### TASK REQUIREMENTS
The records below must be duplicated exactly, character for character.

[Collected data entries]

PR #472, opened 2020-10-16
Return rank in lua tournament_records_haystack fn

### LINKED ISSUE #469: tournament_records_haystack funtion in Lua runtime does not return "rank" value
https://github.com/heroiclabs/nakama/blob/94611911afda28a7dec480a6adf9c4a3b2d3a801/server/runtime_lua_nakama.go#L5969

It seem the issues is in the function above.

sesposito:
Fixes #469

### DIFF
--- a/CHANGELOG.md
+++ b/CHANGELOG.md
@@ -4,7 +4,8 @@ All notable changes to this project are documented below.
 The format is based on [keep a changelog](http://keepachangelog.com) and this project uses [semantic versioning](http://semver.org).
 
 ## [Unreleased]
-
+### Fixed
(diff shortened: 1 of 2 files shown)


novabyte:
@sesposito Nice catch. Can you add a note to the CHANGELOG as well. 👍

zyro:
@sesposito This line should be adjusted too https://github.com/heroiclabs/nakama/pull/472/files#diff-df30f09592ff0f9c092c2b7b3692365c85e4ceb502e1ee86b0e706e7891dbcbaL6002, from `10` to `11` to account for the extra field.

novabyte (approved):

### RESPONSE
PR #472, opened 2020-10-16
Return rank in lua tournament_records_haystack fn

### LINKED ISSUE #469: tournament_records_haystack funtion in Lua runtime does not return "rank" value
https://github.com/heroiclabs/nakama/blob/94611911afda28a7dec480a6adf9c4a3b2d3a801/server/runtime_lua_nakama.go#L5969

It seem the issues is in the function above.

sesposito:
Fixes #469

### DIFF
--- a/CHANGELOG.md
+++ b/CHANGELOG.md
@@ -4,7 +4,8 @@ All notable changes to this project are documented below.
 The format is based on [keep a changelog](http://keepachangelog.com) and this project uses [semantic versioning](http://semver.org).
 
 ## [Unreleased]
-
+### Fixed
(diff shortened: 1 of 2 files shown)


novabyte:
@sesposito Nice catch. Can you add a note to the CHANGELOG as well. 👍

zyro:
@sesposito This line should be adjusted too https://github.com/heroiclabs/nakama/pull/472/files#diff-df30f09592ff0f9c092c2b7b3692365c85e4ceb502e1ee86b0e706e7891dbcbaL6002, from `10` to `11` to account for the extra field.

novabyte (approved):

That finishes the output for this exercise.